> _Supplied data_

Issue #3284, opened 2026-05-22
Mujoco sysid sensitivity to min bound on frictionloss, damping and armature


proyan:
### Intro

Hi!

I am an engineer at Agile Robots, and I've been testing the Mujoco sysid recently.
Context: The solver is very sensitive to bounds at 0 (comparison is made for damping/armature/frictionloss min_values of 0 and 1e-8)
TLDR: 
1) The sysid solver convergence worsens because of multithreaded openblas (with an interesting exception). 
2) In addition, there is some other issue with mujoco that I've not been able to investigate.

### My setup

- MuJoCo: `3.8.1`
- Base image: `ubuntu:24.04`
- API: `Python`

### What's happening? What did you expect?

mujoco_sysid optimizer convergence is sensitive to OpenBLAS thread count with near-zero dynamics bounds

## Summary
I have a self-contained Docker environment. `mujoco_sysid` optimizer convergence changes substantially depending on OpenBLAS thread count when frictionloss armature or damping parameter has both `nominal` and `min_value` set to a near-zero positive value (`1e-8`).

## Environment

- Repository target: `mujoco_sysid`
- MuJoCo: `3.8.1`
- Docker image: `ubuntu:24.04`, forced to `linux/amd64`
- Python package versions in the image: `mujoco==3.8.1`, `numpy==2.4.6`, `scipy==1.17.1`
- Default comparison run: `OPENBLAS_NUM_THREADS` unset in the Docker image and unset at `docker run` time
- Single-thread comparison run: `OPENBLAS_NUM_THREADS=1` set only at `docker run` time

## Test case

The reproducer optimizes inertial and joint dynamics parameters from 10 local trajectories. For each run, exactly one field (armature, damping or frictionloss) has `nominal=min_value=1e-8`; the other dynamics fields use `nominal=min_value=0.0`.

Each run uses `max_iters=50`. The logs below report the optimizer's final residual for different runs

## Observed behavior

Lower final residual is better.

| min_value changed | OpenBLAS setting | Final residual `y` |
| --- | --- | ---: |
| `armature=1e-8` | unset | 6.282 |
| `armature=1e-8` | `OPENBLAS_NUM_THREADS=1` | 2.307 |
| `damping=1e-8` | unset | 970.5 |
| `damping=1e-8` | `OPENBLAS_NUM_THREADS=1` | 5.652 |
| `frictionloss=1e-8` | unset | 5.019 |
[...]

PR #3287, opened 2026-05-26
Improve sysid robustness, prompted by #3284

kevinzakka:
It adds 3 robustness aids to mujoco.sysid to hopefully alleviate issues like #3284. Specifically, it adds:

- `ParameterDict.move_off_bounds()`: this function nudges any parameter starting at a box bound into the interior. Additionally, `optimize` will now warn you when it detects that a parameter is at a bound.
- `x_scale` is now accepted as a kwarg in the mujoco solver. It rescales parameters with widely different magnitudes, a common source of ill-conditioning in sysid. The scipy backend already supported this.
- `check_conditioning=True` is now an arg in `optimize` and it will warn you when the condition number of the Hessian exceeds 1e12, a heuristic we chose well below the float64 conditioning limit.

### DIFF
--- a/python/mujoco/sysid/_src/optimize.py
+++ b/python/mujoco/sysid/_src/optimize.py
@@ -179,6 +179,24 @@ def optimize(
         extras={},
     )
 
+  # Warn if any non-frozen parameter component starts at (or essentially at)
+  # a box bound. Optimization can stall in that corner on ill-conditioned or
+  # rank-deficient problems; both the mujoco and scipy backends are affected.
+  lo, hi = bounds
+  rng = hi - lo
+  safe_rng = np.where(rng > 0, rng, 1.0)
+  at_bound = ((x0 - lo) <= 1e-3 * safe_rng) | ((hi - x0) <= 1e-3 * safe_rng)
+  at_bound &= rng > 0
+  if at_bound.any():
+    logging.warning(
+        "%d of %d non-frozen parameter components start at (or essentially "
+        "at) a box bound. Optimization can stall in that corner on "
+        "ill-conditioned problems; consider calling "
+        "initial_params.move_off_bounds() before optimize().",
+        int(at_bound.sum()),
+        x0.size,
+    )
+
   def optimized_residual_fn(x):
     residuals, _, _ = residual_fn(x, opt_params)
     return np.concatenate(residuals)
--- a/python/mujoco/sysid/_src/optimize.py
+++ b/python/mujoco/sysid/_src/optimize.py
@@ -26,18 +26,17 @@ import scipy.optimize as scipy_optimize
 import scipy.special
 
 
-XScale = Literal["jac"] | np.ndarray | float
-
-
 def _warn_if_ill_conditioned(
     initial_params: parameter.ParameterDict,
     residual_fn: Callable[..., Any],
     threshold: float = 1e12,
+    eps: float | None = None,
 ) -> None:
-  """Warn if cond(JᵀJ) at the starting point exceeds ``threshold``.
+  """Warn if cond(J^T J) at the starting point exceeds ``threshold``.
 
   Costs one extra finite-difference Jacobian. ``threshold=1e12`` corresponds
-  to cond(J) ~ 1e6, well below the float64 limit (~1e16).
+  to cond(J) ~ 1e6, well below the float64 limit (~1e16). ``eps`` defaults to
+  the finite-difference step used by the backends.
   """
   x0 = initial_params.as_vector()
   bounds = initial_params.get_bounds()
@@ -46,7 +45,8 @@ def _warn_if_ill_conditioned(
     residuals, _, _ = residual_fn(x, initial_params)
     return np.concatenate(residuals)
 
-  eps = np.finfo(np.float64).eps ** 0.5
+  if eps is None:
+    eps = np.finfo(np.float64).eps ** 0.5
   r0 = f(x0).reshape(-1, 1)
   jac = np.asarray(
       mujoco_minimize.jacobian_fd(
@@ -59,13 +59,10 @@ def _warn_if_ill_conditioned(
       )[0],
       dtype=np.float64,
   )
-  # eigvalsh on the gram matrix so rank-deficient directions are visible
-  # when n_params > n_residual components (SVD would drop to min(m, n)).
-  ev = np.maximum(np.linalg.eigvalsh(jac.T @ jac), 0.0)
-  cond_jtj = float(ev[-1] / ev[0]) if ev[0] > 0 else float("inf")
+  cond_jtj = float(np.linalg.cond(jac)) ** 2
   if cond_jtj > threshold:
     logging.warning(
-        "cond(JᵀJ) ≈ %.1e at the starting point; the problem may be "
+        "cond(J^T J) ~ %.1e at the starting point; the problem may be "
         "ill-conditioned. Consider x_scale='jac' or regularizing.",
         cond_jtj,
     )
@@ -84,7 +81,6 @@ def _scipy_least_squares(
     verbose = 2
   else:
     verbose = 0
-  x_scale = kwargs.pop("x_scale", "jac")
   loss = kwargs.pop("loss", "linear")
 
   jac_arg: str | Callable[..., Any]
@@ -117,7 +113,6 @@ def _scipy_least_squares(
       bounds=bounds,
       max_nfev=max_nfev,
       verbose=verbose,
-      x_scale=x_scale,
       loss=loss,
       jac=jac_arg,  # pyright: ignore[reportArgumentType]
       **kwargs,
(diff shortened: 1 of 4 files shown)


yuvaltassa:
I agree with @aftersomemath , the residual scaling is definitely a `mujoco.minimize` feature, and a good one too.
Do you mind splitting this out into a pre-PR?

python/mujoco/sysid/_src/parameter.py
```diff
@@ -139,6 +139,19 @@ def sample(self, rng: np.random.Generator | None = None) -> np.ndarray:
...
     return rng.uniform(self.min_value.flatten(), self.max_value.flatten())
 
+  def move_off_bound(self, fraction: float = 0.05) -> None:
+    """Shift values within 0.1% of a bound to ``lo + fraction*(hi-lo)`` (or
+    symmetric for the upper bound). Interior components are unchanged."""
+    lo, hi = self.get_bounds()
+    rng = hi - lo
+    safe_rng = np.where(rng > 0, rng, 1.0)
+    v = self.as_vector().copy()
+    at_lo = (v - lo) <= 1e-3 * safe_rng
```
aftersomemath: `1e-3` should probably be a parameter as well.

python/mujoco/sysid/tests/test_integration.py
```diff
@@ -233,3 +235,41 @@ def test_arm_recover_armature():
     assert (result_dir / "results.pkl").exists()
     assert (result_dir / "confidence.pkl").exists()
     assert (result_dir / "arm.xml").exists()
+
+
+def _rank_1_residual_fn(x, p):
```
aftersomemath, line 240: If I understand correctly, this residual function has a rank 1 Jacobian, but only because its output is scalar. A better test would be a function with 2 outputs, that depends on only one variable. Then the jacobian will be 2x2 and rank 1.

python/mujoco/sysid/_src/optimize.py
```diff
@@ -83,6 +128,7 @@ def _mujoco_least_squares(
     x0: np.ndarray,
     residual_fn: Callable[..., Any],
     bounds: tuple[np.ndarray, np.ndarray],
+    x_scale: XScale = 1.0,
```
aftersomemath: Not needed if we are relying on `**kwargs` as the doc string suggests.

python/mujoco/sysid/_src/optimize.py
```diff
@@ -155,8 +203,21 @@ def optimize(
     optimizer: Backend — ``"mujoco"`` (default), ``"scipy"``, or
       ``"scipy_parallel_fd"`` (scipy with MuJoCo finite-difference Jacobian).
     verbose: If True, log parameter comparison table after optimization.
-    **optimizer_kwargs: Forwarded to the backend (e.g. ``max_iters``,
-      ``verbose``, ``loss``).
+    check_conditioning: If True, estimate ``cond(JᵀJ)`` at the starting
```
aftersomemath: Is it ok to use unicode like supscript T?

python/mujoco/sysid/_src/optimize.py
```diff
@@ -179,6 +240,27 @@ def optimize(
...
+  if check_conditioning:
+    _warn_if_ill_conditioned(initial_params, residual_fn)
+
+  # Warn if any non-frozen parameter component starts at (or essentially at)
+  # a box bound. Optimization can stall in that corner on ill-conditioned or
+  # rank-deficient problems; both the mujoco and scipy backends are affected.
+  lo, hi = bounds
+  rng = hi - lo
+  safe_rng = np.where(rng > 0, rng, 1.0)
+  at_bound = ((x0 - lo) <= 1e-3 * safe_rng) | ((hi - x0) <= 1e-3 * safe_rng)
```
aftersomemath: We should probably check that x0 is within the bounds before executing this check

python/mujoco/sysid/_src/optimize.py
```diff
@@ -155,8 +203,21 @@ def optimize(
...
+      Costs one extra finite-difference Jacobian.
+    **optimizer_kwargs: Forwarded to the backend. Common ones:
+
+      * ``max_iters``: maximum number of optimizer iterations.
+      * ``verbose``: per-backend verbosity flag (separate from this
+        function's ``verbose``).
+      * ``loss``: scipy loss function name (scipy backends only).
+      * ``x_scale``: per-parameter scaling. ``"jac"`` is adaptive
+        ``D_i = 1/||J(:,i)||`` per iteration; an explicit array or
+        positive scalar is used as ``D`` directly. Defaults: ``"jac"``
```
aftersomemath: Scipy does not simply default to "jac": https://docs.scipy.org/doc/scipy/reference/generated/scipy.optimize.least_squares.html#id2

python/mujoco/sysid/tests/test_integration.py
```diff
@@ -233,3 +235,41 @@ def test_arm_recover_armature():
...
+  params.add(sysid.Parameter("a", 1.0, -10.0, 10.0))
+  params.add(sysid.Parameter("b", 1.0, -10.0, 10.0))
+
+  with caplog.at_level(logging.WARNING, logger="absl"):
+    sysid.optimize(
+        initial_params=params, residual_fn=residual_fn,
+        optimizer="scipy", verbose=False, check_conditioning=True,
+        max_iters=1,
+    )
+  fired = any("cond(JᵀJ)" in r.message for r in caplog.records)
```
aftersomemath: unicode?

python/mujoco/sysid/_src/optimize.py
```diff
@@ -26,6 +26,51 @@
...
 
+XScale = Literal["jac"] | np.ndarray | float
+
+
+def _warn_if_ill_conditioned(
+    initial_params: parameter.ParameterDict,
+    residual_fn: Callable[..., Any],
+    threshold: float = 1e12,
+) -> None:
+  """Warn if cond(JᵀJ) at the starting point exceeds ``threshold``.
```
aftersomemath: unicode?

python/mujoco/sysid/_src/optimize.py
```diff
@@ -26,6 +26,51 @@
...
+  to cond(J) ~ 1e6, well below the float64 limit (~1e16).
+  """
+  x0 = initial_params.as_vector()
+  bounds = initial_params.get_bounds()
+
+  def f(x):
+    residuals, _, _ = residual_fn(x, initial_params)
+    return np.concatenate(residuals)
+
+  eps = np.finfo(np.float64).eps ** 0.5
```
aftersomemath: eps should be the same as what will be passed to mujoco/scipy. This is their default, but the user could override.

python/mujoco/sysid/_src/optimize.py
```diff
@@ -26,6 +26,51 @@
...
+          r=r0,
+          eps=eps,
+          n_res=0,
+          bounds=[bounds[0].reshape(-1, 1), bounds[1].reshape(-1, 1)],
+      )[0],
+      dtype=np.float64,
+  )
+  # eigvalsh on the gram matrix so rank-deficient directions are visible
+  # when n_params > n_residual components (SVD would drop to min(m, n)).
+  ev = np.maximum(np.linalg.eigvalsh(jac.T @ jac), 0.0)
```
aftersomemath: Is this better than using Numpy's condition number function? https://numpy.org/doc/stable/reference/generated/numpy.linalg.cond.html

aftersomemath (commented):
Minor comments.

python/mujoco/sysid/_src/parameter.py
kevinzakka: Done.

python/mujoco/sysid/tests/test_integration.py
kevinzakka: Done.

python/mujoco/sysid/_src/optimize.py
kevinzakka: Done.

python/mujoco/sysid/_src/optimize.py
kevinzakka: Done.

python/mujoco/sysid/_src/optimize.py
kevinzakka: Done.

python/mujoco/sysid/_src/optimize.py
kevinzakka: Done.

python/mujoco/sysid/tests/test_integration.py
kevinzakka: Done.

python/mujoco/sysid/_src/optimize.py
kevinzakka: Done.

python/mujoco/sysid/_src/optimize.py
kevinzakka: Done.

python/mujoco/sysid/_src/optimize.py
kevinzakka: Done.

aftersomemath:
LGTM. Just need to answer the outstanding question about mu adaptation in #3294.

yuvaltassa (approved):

> _Required work_
Each line above that contains the word "residuals" counts once; give the total and no other text.

> _Written response_
6